# Chapter 9 Step 1. *A priori* model building

**What we know a priori:**

We want to determine if the trophic position can be predicted by body length, while taking into account the variation between species and lakes. So we want a model that looks like this:

\[TP_{ijk} \sim Length_i + Lake_j + Species_k + \epsilon_{ijk}\]
where:
- `TP_ijk`

is the trophic position of individual (i) from lake (j) of species (k)
- `ε`

are the residuals of the model (i.e. the unexplained variation).

## 9.1 Check data structure

**Does the data have the right structure?**

Look at the data structure:

```
## 'data.frame': 180 obs. of 4 variables:
## $ Lake : chr "L1" "L1" "L1" "L1" ...
## $ Fish_Species: chr "S1" "S1" "S1" "S1" ...
## $ Fish_Length : num 105 195 294 414 237 ...
## $ Trophic_Pos : num 2.6 2.7 2.74 2.74 2.79 ...
```

Now look at the distribution of samples for each factor:

```
## Fish_Species
## Lake S1 S2 S3
## L1 10 10 10
## L2 10 10 10
## L3 10 10 10
## L4 10 10 10
## L5 10 10 10
## L6 10 10 10
```

This dataset is perfectly balanced, but **mixed models can be used to analyze unbalanced experimental plans**, as it is often the case in ecology!
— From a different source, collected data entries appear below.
PR #1235, opened 2026-06-26
Support randomized Wycheproof signing vectors

### LINKED ISSUE #1219: Wycheproof randomized signing vectors are not covered
The Wycheproof client pins C2SP/Wycheproof to commit
`4f5e05f71e6b724c20e2c1b6934c7bd7ef6d89e7`, which predates the upstream
randomized ML-DSA signing vectors merged on June 6, 2026. The newer vectors add
valid signing cases with a nonzero `rnd` field, but the local client never
passes that field to the C driver.

The C driver hard-codes signing randomness to all zeroes in the deterministic
seed and no-seed signing paths. As a result, forcing a current randomized vector
through the client produces a signature mismatch. The default `run_wycheproof`
target therefore reports success without covering the current randomized signing
cases.

The proof of concept downloads the pinned current Wycheproof vector file
`mldsa_44_sign_seed_test.json` from commit
`6d7cccd0fcb1917368579adeeac10fe802f1b521`, confirms that it contains a
`Randomized` valid test case with nonzero `rnd`, builds the real
`wycheproof_mldsa44` driver, and runs the real client against that vector. The
client fails on `tcId=90` because the generated signature uses zero randomness
instead of the vector's `rnd` value.

Run:

```sh
bash ptp/pocs/poc-wycheproof-randomized-signing-vectors-uncovered.sh
```

Observed output:

```text
randomized_tc=90
randomized_rnd_prefix=60879ebd4f33a5d8
randomized_result=valid
client_rc=1
signature_mismatch_tc90=1
VULNERABLE: Wycheproof randomized signing vector is not supported by the client
```

fegge:
## Summary
- Update the pinned Wycheproof commit to include randomized ML-DSA signing vectors.
- Refresh cached vector files when the pinned commit changes.
- Pass optional vector-provided `rnd` values to the local signing driver and validate malformed `rnd` inputs.

## Validation
- `clang-format -i test/wycheproof/wycheproof_mldsa.c`: passed
- `git diff --check -- test/wycheproof/wycheproof_client.py test/wycheproof/wycheproof_mldsa.c`: passed
- `make run_wycheproof -j4`: passed, including refreshed randomized signing vectors such as ML-DSA-44 `tcId=90`
- Direct driver probes for valid `rnd` and malformed `rnd` across `sigGenSeedDeterministic`, `sigGenDeterministic`, and `sigGenInternalDeterministic`: passed

Fixes #1219

---

### DIFF
--- a/test/wycheproof/wycheproof_client.py
+++ b/test/wycheproof/wycheproof_client.py
@@ -20,8 +20,8 @@ from pathlib import Path
 exec_prefix = os.environ.get("EXEC_WRAPPER", "")
 exec_prefix = exec_prefix.split(" ") if exec_prefix != "" else []
 
-# Pinned to a specific commit (2026-06-04).
-WYCHEPROOF_COMMIT = "4f5e05f71e6b724c20e2c1b6934c7bd7ef6d89e7"
+# Pinned to a specific commit (2026-06-06).
+WYCHEPROOF_COMMIT = "6d7cccd0fcb1917368579adeeac10fe802f1b521"
 WYCHEPROOF_BASE_URL = (
     "https://api.github.com/repos/C2SP/wycheproof/contents/testvectors_v1"
 )
@@ -88,6 +88,10 @@ def download_file(url, dest, token):
             time.sleep(wait)
 
 
+def get_wycheproof_data_dir(data_dir):
+    return Path(data_dir) / WYCHEPROOF_COMMIT
+
+
 def download_wycheproof_files(data_dir):
     """Download Wycheproof test vector files if not present."""
     data_dir = Path(data_dir)
@@ -106,7 +110,8 @@ def download_wycheproof_files(data_dir):
                     json.load(f)
             except (json.JSONDecodeError, Exception) as e:
                 print(f"Error downloading {filename}: {e}", file=sys.stderr)
-                local_file.unlink(missing_ok=True)
+                if local_file.exists():
+                    local_file.unlink()
                 return False
     return True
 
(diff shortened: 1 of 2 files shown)


test/wycheproof/wycheproof_client.py
```diff
@@ -53,6 +53,14 @@ def download_wycheproof_files(data_dir):
...
     data_dir = Path(data_dir)
     data_dir.mkdir(parents=True, exist_ok=True)
+    commit_file = data_dir / ".wycheproof-commit"
+
+    if (
+        not commit_file.exists()
+        or commit_file.read_text(encoding="utf-8").strip() != WYCHEPROOF_COMMIT
+    ):
+        for filename in WYCHEPROOF_FILES:
+            (data_dir / filename).unlink(missing_ok=True)
```
mkannwischer: This is a very good catch and it should be ported to mlkem-native

mkannwischer: I have opened https://github.com/pq-code-package/mlkem-native/issues/1764 so we don't forget

test/wycheproof/wycheproof_client.py
```diff
@@ -63,6 +63,14 @@ def download_wycheproof_files(data_dir):
...
```
mkannwischer: `missing_ok` got introduced in Python 3.8 - some of our CI tests run an older Python.
Maybe a simpler and more robust way is to use the same approach used by the ACVP tests: Just make the version part of the file path, i.e., cache files under `.wycheproof-data/{commit}/`.

mkannwischer (changes requested):
Thanks @fegge - this is a nice addition and the core looks correct to me.
Can you please get it through CI?

test/wycheproof/wycheproof_client.py
fegge: Sounds good. I'll go ahead and make that update.

mkannwischer (changes requested):
Thanks @fegge.

The changes look good to me now! Could you kindly combine your two commits? We are using `Rebase and merge` only and would like to keep the history cleaned up.

mkannwischer (approved):
I took the liberty to rebase your changes on top of main and squash your second commit into the first one. 

Thanks again for this improvement!

PR #1236, opened 2026-06-28
Remove SUPERCOP signed-message API (crypto_sign/crypto_sign_open)

mkannwischer:
crypto_sign() and crypto_sign_open(), and the underlying mld_sign / mld_sign_open, produce and consume the SUPERCOP signed-message format (signature || message).
This commit removes those APIs, as presently no consumer is using them and they can be rebuilt on top of the other APIs straightforwardly.


hanno-becker (approved):
I support this removal. The code adds complexity while not serving any known use case, so there's no point keeping it.

PR #1237, opened 2026-06-28
Add signing hooks for observing signature attempts and implementing restartable signing

hanno-becker:
* Based on #1238

```
sign: Add configurable signing hooks (resume/attempt/finish)

The runtime of ML-DSA signatures is theoretically unbounded. Even the
bound of max 814 signature attempts -- approved by NIST as lowering the
chance of signing failure below 2^{-256} -- leaves a performance
distribution whose peak percentiles can be unacceptable for constrained
systems with strict timing requirements.

The library already provides MLD_CONFIG_MAX_SIGNING_ATTEMPTS to cap the
number of signing attempts. However, FIPS 204 forbids lowering that bound
below 814, rendering the option non-compliant in constrained environments.

As a remedy, this commit introduces three optional 'signing hooks' around
the core rejection-sampling loop, keyed by the attempt counter (the loop
iteration; the spec counter is kappa = attempt*MLDSA_L):

- `attempt = sign_resume()`: Return the attempt to resume the operation
  from. `0` for an initial / non-restartable signing operation.
- `sign_attempt(attempt)`: Called before each attempt. Returns 0 to
  proceed, or non-zero to pause: signing then returns MLD_ERR_SIGNING_PAUSED
  with `attempt` as the resume point.
- `sign_finish(attempt)`: Called on success with the succeeding attempt.

Together, resume + attempt make signing _restartable_: a caller can pause
after a bounded number of attempts and later resume from the recorded
attempt, bounding per-call runtime while keeping a FIPS-compliant overall
bound and reproducing the same signature as an uninterrupted run.

This only works if the consumer drives the deterministic internal API: the
randomized API would choose a fresh seed on each (re-)start, so the resume
hook requires MLD_CONFIG_NO_RANDOMIZED_API and is incompatible with
MLD_CONFIG_KEYGEN_PCT (whose one-shot internal signature cannot be resumed).
The attempt and finish hooks also serve standalone uses with any API, e.g.
logging or benchmarking the per-signature attempt distribution.

Pausing is independent of MLD_CONFIG_MAX_SIGNING_ATTEMPTS, the upper bound on
the total number of attempts (>= 814 for FIPS 204 compliance) after which
signing gives up with the distinct error MLD_ERR_SIGN_ATTEMPTS_EXHAUSTED; it
must not be lowered as a restart mechanism.

sign_{resume|attempt|finish} can be implemented on mutable globals or on a
context, so they are introduced under the existing MLD_CONFIG_CONTEXT_PARAMETER
wrapper, which lets functions be called with or without an
application-specific context pointer.

Concretely, this commit:

- Adds independent MLD_CONFIG_SIGN_HOOK_{RESUME,ATTEMPT,FINISH} options. When
  set, the integration provides, respectively:

  - `attempt = mld_sign_hook_resume([ctx])`: provide initial/resume attempt
  - `mld_sign_hook_attempt(attempt [, ctx])`: per-attempt hook; pause via
    non-zero return
  - `mld_sign_hook_finish(attempt [, ctx])`: note the succeeding attempt

  The unset dummies leave the default build (and its proofs) unchanged.

- Adds the MLD_ERR_SIGNING_PAUSED error code returned when the attempt hook
  pauses signing.

- Adds CBMC proofs for the three hooks and threads them through the existing
  signing proofs.

- Adds test/src/test_sign_hook.c (a new `sign_hook` test), which checks that
  restartable signing -- single-step and with random attempts-per-call --
  reproduces one-shot signing exactly, and gathers an attempts-per-signature
  distribution that it checks against the expected geometric mean per
  parameter set.


```


mldsa/src/sign.c
```diff
@@ -997,14 +999,27 @@ int mld_sign_signature_internal(uint8_t sig[MLDSA_CRYPTO_BYTES], size_t *siglen,
...
+    }
+
     ret = mld_attempt_signature_generation(sig, mu, rhoprime, kappa, mat, s1hat,
                                            s2hat, t0hat, context);
     if (ret == 0)
     {
       *siglen = MLDSA_CRYPTO_BYTES;
+      /* Signing succeeded: record the attempt that succeeded. No-op in the
+       * default build. */
+      mld_sign_finish(attempt, context);
```
mkannwischer, line 1027: What is `mld_sign_finish` needed for? It looks like the same information is passed to the last `mld_sign_attempt`

mkannwischer (commented):
Thanks @hanno-becker. I have done a design review for now and have some questions - a full review will follow later. 

Could you elaborate why you went for hooks to implement this approach rather than adding a `_restartable()` API that gets a context argument?

It would be good to add an example of how the new hooks can be used. We'll also need to add documentation.

mldsa/src/sign.c
hanno-becker: It's for ease of use and a symmetric API. For example, if you only care about pairing your benchmarks with information of how many signing attempts were performanced, `finish` gives you that information most directly.

But you are right, in _theory_ one can get away without it. I'd prefer not to.

hanno-becker:
> Could you elaborate why you went for hooks to implement this approach rather than adding a _restartable() API that gets a context argument?

Hooks are more flexible and less work for us. The details of how to build a restartable API on top of them are left to the user -- by design. For example, you'd probably also want randomized signing to be restartable; that's something you can easily build yourself. If, on the other hand, we were to do it ourselves, we'd have to define some kind of restart context, which then clashes with the customer's context and is also hard to keep stable if we introduce, say, structured keys. The hooks are the core mechanism.

And the hooks are useful for statistics and benchmarking too, not just for restartability.

hanno-becker:
> It would be good to add an example of how the new hooks can be used. We'll also need to add documentation.

What documentation do you want, beyond the extensive one in `mldsa_native_config.h`?

~I can add an example.~ Added an example.

mldsa/mldsa_native_config.h
```diff
@@ -684,24 +684,103 @@
...
+ * `struct my_ctx *`.
  *
- * This is only relevant if MLD_CONFIG_CONTEXT_PARAMETER is set.
+ * This option must be defined if and only if MLD_CONFIG_CONTEXT_PARAMETER is
+ * defined; defining one without the other is a compile-time error.
  */
 /* #define MLD_CONFIG_CONTEXT_PARAMETER_TYPE void* */
 
+/**
+ * Signing hooks: MLD_CONFIG_SIGN_HOOK_RESUME / _ATTEMPT / _FINISH
```
mkannwischer, line 727: Shall we mark the feature as experimental allowing us to still tweak it after v1 is out?

mldsa/src/params.h
```diff
@@ -70,6 +70,12 @@
 #define MLDSA_POLYT0_PACKEDBYTES 416
 #define MLDSA_POLYVECH_PACKEDBYTES (MLDSA_OMEGA + MLDSA_K)
 
+/* Sampling y from counter kappa uses nonces kappa, ..., kappa+L-1, which fit in
+ * uint16_t iff kappa <= UINT16_MAX - MLDSA_L. With kappa = attempt*MLDSA_L this
+ * bounds the number of signing attempts by MLD_MAX_KAPPA / MLDSA_L; see
+ * MLD_MAX_SIGNING_ATTEMPTS in sign.c. */
+#define MLD_MAX_KAPPA (UINT16_MAX - MLDSA_L)
```
mkannwischer, line 77: We need to include stdint.h ... this only works out of luck. 
(but the `int32_t` casts would fail if we would be out of luck)

test/src/test_sign_hook.c
```diff
@@ -0,0 +1,487 @@
...
+           MLD_SIGN_HOOK_EXPECTED_RATIO_X100 / 100,
+           MLD_SIGN_HOOK_EXPECTED_RATIO_X100 % 100);
+
+    /* With enough samples, check that ratio against the expected mean. All
+     * integer: compare 100*attempts against EXPECTED_RATIO_X100*signatures,
+     * allowing a +-TOL_PCT% relative band. */
+    if (iterations >= MLD_SIGN_HOOK_MIN_CHECK_N)
+    {
+      uint64_t lhs = 100u * a;
+      uint64_t mid = (uint64_t)MLD_SIGN_HOOK_EXPECTED_RATIO_X100 * s;
```
mkannwischer: This never gets executed in CI if I see correctly. Should we add a separate job for it?

mldsa/src/context.h
```diff
@@ -60,6 +60,15 @@
...
 #endif /* !MLD_CONFIG_CONTEXT_PARAMETER */
 
+/* Consume a context parameter carried only for the integration's benefit,
+ * avoiding -Wunused-parameter; expands to nothing when no context is
+ * configured. */
+#if defined(MLD_CONFIG_CONTEXT_PARAMETER)
+#define MLD_CONTEXT_UNUSED(context) ((void)(context))
+#else
+#define MLD_CONTEXT_UNUSED(context) ((void)0)
+#endif
```
mkannwischer, line 75: This could be ported to mlkem-native.

mldsa/src/sign.c
```diff
@@ -586,9 +583,11 @@ __contract__(
...
 }
 
-/* User-facing bound on signing attempts. See MLD_CONFIG_MAX_SIGNING_ATTEMPTS
- * in mldsa_native_config.h. Default is chosen so that failure probability
- * is < 2^{-256}, that is, signatures will practically always succeed. */
+/* Effective bound on signing attempts: the configured bound
+ * MLD_CONFIG_MAX_SIGNING_ATTEMPTS (see mldsa_native_config.h) if set, otherwise
+ * the hard type-safety bound MLD_MAX_KAPPA / MLDSA_L (see MLD_MAX_KAPPA in
+ * params.h). The default is chosen so that the failure probability is
+ * < 2^{-256}, that is, signatures will practically always succeed. */
```
mkannwischer: This may read confusing to the reader.
If the default is chosen such that the failure probability is < 2^{-256}, you would use the NIST bound of 814.

mldsa/mldsa_native_config.h
```diff
@@ -702,6 +702,64 @@
...
+ *   point (needs MLD_CONFIG_SIGN_HOOK_RESUME to resume; otherwise just aborts).
+ *   Always returning 0 makes it a logging/benchmarking hook.
+ *
+ * - MLD_CONFIG_SIGN_HOOK_FINISH: void mld_sign_hook_finish(attempt[, ctxt])
+ *   Called on success with the succeeding attempt. Observe-only.
+ *
+ * When an option is unset, the hook is a no-op (resume to 0, attempt proceeds),
+ * i.e. ordinary one-shot signing.
+ *
+ * Independent of MLD_CONFIG_MAX_SIGNING_ATTEMPTS (the hard attempt bound, >=
```
mkannwischer: Do we still need `MLD_CONFIG_MAX_SIGNING_ATTEMPTS`? May be worth removing to reduce complexity for v1.

mldsa/src/sign.h
mkannwischer, line 1: `keypair` and `keypair_internal` can now also return `MLD_ERR_SIGNING_PAUSED` in case `PCT` and `HOOK_ATTEMPT` is configured. That should be documented.

mkannwischer (changes requested):
Thanks @hanno-becker for all the work!
Found a few small issues - otherwise I'm very happy with this feature! 
Zephyr CI is having some issues, could you fix that?

> What documentation do you want, beyond the extensive one in mldsa_native_config.h?

Maybe a paragraph in the root README like we have for `DMLD_CONFIG_REDUCE_RAM`? We may want to revisit the README before v1 anyway though.

mldsa/src/sign.h
hanno-becker: No, that's not allowed -- there would be no way to restart the PCT. The combination of hooks and PCT is checked for.

mldsa/mldsa_native_config.h
hanno-becker: One could emulate this using an attempt-hook, if we gave the attempt-hook the possibility to inject a _failure_, not just a _pause_. But I think the added complexity of this approach -- both on our side, and on the user's side -- outweighs the benefit of removing this option.

One could consider defaulting to 814, but that's slightly odd seeing FIPS204 says one "SHOULD NOT" do this.

Setting this to 814 is quite natural, IMO, to improve observability in case of a faulty implementation looping; esp. on low-end systems.

Altogether, I prefer leaving this option.

mldsa/src/sign.c
hanno-becker: Any bound >= 814 has that probability. I deliberately omitted the specific value here because I felt it's irrelevant to the user. But point taken, if you're confused, so will be others. I'll reconsider.

mldsa/src/context.h
hanno-becker: Yes

mldsa/mldsa_native_config.h
mkannwischer: I'm not in favor of defaulting to 814 due to the `SHOULD NOT`.
Still I don't see why _any_ consumer would set `MLD_CONFIG_MAX_SIGNING_ATTEMPTS` to anything other than 814 or the max value. 

What do you think about making it a binary option to use 814 instead of the default?

mldsa/src/sign.h
mkannwischer: Can you please double check this? The way I read the config (+ config validation) is that `PCT` is incompatible with `RESUME`, but not with `ATTEMPT`. Am I getting something wrong here?

mldsa/src/context.h
mkannwischer: I'll probably forget this, so I opened an issue: https://github.com/pq-code-package/mlkem-native/issues/1795

mldsa/mldsa_native_config.h
hanno-becker: I'm in favor of keeping it as it is. It gives the consumer more flexibility, if only for testing purposes, without making things any more difficult on our end.

mldsa/src/sign.h
hanno-becker: You spotted a real issue there, thank you. Initially, `attempt` couldn't signal pause (pause was handled via MAX_SIGNING_ATTEMPTS), in which case it was safe to use with PCT. Now, it is indeed ATTEMPT which cannot be used with PCT, while RESUME and FINISH, in theory, could.

mldsa/src/sign.c
hanno-becker: I'll just drop "The default is chosen so that the failure probability is * < 2^{-256}, that is, signatures will practically always succeed." here.

test/src/test_sign_hook.c
hanno-becker: This is a good point. I'll switch to 2000 iterations by default at a 10% interval (according to Claude, covering >99.999% of the cases), as well as a single 100k iteration run with a narrower band.

mldsa/src/params.h
hanno-becker: This doesn't really matter because this is lazily evaluated. Also cf. `MLDSA_GAMMA1` from https://github.com/pq-code-package/mldsa-native/commit/50a5796c5d80bb3b1456621aa0f298fa500cf0f0.

mldsa/mldsa_native_config.h
hanno-becker: Ok

hanno-becker:
@mkannwischer Thank you for the review!

I changed the distribution test so that a) by default, 2000 iterations are run and a wide error margin allowed, b) a dedicated CI job exercises a larger number of iterations and accordingly checks for a narrower error.

mkannwischer (approved):
Thanks @hanno-becker for adding this sizeable feature. This looks great to me now.
I appreciate the example!

PR #1238, opened 2026-06-29
common: Split context-parameter machinery into context.h

hanno-becker:
Move the MLD_CONTEXT_PARAMETERS_n macros and the associated configuration check out of common.h into a new, level-generic header context.h, included by common.h at the point the material previously sat. No behavioral change.


mkannwischer (approved):
Thanks @hanno-becker. LGTM.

Let’s also look at the distribution of continuous variables:

```
# Look at the distribution of continuous variables:
par(mfrow = c(1, 2), mar = c(4, 4, 1, 1))
hist(fish.data$Fish_Length, xlab = "Length (mm)", main = "")
hist(fish.data$Trophic_Pos, xlab = "Trophic position", main = "")
```

Major deviations could cause heteroscedasticity problems. If necessary, make transformations. In this case, **the data seems OK**.

## 9.2 Check collinearity

**Check for collinearity between your explanatory variables**

The problem with collinear predictors is simply that they explain the same thing, so their effect on the response variable will be confounded in the model.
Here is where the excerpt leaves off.